[Opening DATA section]
PR #1739, opened 2026-09-08
Don't fail preprocessing on group error

mmccrackan:
There is a case on site-pipeline where the `get_groups` loop fails due to groups seemingly being empty.  This was previously set to raise when this happened for debugging, but I think we can let it continue to run if it is just a single obs_id.  This is probably just due to some metadata not being in place yet, but the added error from `get_groups` will help us confirm that.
[Closing DATA section]
Would you please copy the material above exactly, with nothing left out?

PR #1739, opened 2026-09-08
Don't fail preprocessing on group error

mmccrackan:
There is a case on site-pipeline where the `get_groups` loop fails due to groups seemingly being empty.  This was previously set to raise when this happened for debugging, but I think we can let it continue to run if it is just a single obs_id.  This is probably just due to some metadata not being in place yet, but the added error from `get_groups` will help us confirm that.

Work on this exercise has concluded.